#### EXERCISE DETAILS
Below is a block of entries; repeat exactly the lines starting at the line that contains "PR #1071, opened 2022-02-11" and ending at the line that contains "center, the z", both included.

Stored data entries:
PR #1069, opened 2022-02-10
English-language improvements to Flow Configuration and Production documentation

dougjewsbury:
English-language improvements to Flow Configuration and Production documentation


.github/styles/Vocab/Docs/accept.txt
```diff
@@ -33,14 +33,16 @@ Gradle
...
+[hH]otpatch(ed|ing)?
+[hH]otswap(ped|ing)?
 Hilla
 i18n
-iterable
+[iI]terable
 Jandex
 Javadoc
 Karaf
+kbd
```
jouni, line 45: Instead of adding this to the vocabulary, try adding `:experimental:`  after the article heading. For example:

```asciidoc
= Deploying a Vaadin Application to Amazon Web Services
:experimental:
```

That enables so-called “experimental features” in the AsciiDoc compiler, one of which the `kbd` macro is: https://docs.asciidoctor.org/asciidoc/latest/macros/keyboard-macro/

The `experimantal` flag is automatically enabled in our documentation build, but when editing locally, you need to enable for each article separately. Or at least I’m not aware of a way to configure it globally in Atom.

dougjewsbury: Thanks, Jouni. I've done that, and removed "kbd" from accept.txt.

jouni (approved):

--

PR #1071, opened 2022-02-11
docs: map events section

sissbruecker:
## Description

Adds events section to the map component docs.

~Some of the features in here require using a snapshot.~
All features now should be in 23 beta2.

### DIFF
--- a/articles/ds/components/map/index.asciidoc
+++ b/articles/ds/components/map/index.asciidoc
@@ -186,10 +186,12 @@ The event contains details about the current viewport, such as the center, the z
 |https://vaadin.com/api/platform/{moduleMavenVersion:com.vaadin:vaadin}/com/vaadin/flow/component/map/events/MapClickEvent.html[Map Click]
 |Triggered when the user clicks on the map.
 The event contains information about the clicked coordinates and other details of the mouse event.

==

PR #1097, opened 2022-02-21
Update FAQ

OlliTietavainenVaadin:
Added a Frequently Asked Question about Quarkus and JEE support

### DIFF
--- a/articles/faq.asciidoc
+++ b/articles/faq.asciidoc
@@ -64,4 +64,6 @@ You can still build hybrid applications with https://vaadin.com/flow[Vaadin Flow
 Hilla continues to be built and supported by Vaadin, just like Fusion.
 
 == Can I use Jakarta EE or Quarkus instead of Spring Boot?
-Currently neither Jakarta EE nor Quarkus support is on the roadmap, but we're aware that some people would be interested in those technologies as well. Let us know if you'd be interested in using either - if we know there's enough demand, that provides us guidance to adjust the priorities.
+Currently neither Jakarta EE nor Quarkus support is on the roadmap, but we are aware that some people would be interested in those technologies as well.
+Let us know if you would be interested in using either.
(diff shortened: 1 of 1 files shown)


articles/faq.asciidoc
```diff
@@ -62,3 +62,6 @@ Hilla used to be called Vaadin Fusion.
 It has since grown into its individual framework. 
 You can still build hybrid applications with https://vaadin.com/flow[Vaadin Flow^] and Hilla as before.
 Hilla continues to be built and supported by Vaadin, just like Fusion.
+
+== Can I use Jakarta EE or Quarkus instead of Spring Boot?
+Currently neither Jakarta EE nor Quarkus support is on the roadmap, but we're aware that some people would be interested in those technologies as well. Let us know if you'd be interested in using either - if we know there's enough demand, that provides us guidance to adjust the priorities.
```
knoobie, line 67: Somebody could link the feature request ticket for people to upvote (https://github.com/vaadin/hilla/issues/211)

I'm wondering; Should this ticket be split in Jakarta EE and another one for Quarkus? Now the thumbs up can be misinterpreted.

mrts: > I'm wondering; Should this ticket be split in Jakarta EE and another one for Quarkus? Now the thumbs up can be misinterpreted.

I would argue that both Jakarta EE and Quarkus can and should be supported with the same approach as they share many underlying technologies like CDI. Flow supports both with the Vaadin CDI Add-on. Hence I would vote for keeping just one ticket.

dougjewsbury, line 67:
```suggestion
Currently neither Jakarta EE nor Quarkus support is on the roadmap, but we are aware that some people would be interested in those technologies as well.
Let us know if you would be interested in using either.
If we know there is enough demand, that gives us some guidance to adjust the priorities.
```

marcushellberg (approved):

#### PROBLEM SOLUTION
PR #1071, opened 2022-02-11
docs: map events section

sissbruecker:
## Description

Adds events section to the map component docs.

~Some of the features in here require using a snapshot.~
All features now should be in 23 beta2.

### DIFF
--- a/articles/ds/components/map/index.asciidoc
+++ b/articles/ds/components/map/index.asciidoc
@@ -186,10 +186,12 @@ The event contains details about the current viewport, such as the center, the z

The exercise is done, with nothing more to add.